Records provided:
- - -
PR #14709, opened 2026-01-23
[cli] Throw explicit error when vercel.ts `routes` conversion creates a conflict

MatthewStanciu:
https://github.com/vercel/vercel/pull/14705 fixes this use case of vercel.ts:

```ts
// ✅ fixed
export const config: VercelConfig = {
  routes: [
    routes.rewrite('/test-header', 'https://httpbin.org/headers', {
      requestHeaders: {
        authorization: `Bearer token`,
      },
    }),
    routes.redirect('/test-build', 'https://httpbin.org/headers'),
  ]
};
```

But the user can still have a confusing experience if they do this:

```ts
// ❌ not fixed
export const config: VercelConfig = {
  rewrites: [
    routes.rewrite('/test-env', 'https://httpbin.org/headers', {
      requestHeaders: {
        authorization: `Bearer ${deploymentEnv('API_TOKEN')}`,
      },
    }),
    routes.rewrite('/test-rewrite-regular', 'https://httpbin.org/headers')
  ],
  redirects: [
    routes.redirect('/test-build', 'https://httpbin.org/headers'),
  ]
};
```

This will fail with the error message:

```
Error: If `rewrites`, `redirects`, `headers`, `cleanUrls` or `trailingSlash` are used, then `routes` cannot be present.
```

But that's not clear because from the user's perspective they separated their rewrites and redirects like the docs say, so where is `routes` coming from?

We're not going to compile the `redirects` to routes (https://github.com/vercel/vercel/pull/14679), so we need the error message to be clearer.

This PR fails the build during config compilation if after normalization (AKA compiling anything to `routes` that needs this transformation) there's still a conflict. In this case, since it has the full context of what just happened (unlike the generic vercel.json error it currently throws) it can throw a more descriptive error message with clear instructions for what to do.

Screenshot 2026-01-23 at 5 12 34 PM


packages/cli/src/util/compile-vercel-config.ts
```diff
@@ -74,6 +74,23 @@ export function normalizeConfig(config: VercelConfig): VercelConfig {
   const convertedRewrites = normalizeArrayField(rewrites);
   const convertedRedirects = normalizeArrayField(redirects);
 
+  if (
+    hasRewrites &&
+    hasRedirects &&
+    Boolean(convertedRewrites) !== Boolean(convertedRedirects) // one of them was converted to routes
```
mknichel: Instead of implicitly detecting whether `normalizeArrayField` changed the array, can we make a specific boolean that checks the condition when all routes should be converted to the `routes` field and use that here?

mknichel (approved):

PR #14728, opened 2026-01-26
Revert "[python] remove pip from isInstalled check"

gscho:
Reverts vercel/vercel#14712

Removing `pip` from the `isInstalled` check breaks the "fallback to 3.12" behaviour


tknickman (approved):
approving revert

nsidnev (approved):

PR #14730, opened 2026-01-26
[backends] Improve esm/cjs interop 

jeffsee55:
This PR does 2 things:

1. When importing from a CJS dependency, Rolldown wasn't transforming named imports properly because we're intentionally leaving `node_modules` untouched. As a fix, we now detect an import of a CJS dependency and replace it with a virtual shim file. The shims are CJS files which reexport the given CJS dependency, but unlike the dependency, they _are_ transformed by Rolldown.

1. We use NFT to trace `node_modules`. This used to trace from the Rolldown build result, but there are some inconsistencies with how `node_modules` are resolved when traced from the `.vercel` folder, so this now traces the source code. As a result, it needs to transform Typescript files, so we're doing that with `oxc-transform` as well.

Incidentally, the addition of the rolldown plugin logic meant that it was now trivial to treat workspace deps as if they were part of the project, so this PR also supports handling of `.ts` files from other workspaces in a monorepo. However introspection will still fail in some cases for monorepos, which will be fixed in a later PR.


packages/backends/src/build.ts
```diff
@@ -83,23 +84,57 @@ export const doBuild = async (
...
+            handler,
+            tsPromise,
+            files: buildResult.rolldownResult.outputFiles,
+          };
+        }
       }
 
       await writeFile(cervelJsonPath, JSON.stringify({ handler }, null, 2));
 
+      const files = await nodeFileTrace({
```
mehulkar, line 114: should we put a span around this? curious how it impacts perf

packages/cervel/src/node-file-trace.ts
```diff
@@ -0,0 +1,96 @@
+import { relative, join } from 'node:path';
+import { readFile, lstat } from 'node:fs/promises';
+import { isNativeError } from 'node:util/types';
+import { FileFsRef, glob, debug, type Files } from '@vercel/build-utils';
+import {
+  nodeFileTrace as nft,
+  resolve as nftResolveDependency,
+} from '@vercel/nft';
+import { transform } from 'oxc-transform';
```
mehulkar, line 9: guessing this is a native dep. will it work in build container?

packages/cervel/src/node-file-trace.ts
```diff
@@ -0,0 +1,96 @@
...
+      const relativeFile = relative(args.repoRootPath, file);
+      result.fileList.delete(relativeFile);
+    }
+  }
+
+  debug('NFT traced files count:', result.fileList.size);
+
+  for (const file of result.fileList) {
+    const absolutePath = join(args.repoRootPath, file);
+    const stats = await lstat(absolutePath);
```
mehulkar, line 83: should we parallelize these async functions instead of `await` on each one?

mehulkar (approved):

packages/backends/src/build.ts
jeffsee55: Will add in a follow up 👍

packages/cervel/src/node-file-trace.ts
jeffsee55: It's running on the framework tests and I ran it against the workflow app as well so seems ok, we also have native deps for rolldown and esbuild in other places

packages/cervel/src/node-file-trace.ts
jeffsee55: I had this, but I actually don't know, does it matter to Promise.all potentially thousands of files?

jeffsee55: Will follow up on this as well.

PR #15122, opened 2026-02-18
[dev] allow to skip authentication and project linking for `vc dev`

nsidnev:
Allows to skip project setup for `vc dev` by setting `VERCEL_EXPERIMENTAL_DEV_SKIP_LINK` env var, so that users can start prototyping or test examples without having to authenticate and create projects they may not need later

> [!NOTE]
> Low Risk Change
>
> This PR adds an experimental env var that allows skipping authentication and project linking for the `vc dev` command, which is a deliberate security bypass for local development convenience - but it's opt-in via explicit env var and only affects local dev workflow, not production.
- - -
Transcribe the material above in its entirety. Match it exactly.

Response:
PR #14709, opened 2026-01-23
[cli] Throw explicit error when vercel.ts `routes` conversion creates a conflict

MatthewStanciu:
https://github.com/vercel/vercel/pull/14705 fixes this use case of vercel.ts:

```ts
// ✅ fixed
export const config: VercelConfig = {
  routes: [
    routes.rewrite('/test-header', 'https://httpbin.org/headers', {
      requestHeaders: {
        authorization: `Bearer token`,
      },
    }),
    routes.redirect('/test-build', 'https://httpbin.org/headers'),
  ]
};
```

But the user can still have a confusing experience if they do this:

```ts
// ❌ not fixed
export const config: VercelConfig = {
  rewrites: [
    routes.rewrite('/test-env', 'https://httpbin.org/headers', {
      requestHeaders: {
        authorization: `Bearer ${deploymentEnv('API_TOKEN')}`,
      },
    }),
    routes.rewrite('/test-rewrite-regular', 'https://httpbin.org/headers')
  ],
  redirects: [
    routes.redirect('/test-build', 'https://httpbin.org/headers'),
  ]
};
```

This will fail with the error message:

```
Error: If `rewrites`, `redirects`, `headers`, `cleanUrls` or `trailingSlash` are used, then `routes` cannot be present.
```

But that's not clear because from the user's perspective they separated their rewrites and redirects like the docs say, so where is `routes` coming from?

We're not going to compile the `redirects` to routes (https://github.com/vercel/vercel/pull/14679), so we need the error message to be clearer.

This PR fails the build during config compilation if after normalization (AKA compiling anything to `routes` that needs this transformation) there's still a conflict. In this case, since it has the full context of what just happened (unlike the generic vercel.json error it currently throws) it can throw a more descriptive error message with clear instructions for what to do.

Screenshot 2026-01-23 at 5 12 34 PM


packages/cli/src/util/compile-vercel-config.ts
```diff
@@ -74,6 +74,23 @@ export function normalizeConfig(config: VercelConfig): VercelConfig {
   const convertedRewrites = normalizeArrayField(rewrites);
   const convertedRedirects = normalizeArrayField(redirects);
 
+  if (
+    hasRewrites &&
+    hasRedirects &&
+    Boolean(convertedRewrites) !== Boolean(convertedRedirects) // one of them was converted to routes
```
mknichel: Instead of implicitly detecting whether `normalizeArrayField` changed the array, can we make a specific boolean that checks the condition when all routes should be converted to the `routes` field and use that here?

mknichel (approved):

PR #14728, opened 2026-01-26
Revert "[python] remove pip from isInstalled check"

gscho:
Reverts vercel/vercel#14712

Removing `pip` from the `isInstalled` check breaks the "fallback to 3.12" behaviour


tknickman (approved):
approving revert

nsidnev (approved):

PR #14730, opened 2026-01-26
[backends] Improve esm/cjs interop 

jeffsee55:
This PR does 2 things:

1. When importing from a CJS dependency, Rolldown wasn't transforming named imports properly because we're intentionally leaving `node_modules` untouched. As a fix, we now detect an import of a CJS dependency and replace it with a virtual shim file. The shims are CJS files which reexport the given CJS dependency, but unlike the dependency, they _are_ transformed by Rolldown.

1. We use NFT to trace `node_modules`. This used to trace from the Rolldown build result, but there are some inconsistencies with how `node_modules` are resolved when traced from the `.vercel` folder, so this now traces the source code. As a result, it needs to transform Typescript files, so we're doing that with `oxc-transform` as well.

Incidentally, the addition of the rolldown plugin logic meant that it was now trivial to treat workspace deps as if they were part of the project, so this PR also supports handling of `.ts` files from other workspaces in a monorepo. However introspection will still fail in some cases for monorepos, which will be fixed in a later PR.


packages/backends/src/build.ts
```diff
@@ -83,23 +84,57 @@ export const doBuild = async (
...
+            handler,
+            tsPromise,
+            files: buildResult.rolldownResult.outputFiles,
+          };
+        }
       }
 
       await writeFile(cervelJsonPath, JSON.stringify({ handler }, null, 2));
 
+      const files = await nodeFileTrace({
```
mehulkar, line 114: should we put a span around this? curious how it impacts perf

packages/cervel/src/node-file-trace.ts
```diff
@@ -0,0 +1,96 @@
+import { relative, join } from 'node:path';
+import { readFile, lstat } from 'node:fs/promises';
+import { isNativeError } from 'node:util/types';
+import { FileFsRef, glob, debug, type Files } from '@vercel/build-utils';
+import {
+  nodeFileTrace as nft,
+  resolve as nftResolveDependency,
+} from '@vercel/nft';
+import { transform } from 'oxc-transform';
```
mehulkar, line 9: guessing this is a native dep. will it work in build container?

packages/cervel/src/node-file-trace.ts
```diff
@@ -0,0 +1,96 @@
...
+      const relativeFile = relative(args.repoRootPath, file);
+      result.fileList.delete(relativeFile);
+    }
+  }
+
+  debug('NFT traced files count:', result.fileList.size);
+
+  for (const file of result.fileList) {
+    const absolutePath = join(args.repoRootPath, file);
+    const stats = await lstat(absolutePath);
```
mehulkar, line 83: should we parallelize these async functions instead of `await` on each one?

mehulkar (approved):

packages/backends/src/build.ts
jeffsee55: Will add in a follow up 👍

packages/cervel/src/node-file-trace.ts
jeffsee55: It's running on the framework tests and I ran it against the workflow app as well so seems ok, we also have native deps for rolldown and esbuild in other places

packages/cervel/src/node-file-trace.ts
jeffsee55: I had this, but I actually don't know, does it matter to Promise.all potentially thousands of files?

jeffsee55: Will follow up on this as well.

PR #15122, opened 2026-02-18
[dev] allow to skip authentication and project linking for `vc dev`

nsidnev:
Allows to skip project setup for `vc dev` by setting `VERCEL_EXPERIMENTAL_DEV_SKIP_LINK` env var, so that users can start prototyping or test examples without having to authenticate and create projects they may not need later

> [!NOTE]
> Low Risk Change
>
> This PR adds an experimental env var that allows skipping authentication and project linking for the `vc dev` command, which is a deliberate security bypass for local development convenience - but it's opt-in via explicit env var and only affects local dev workflow, not production.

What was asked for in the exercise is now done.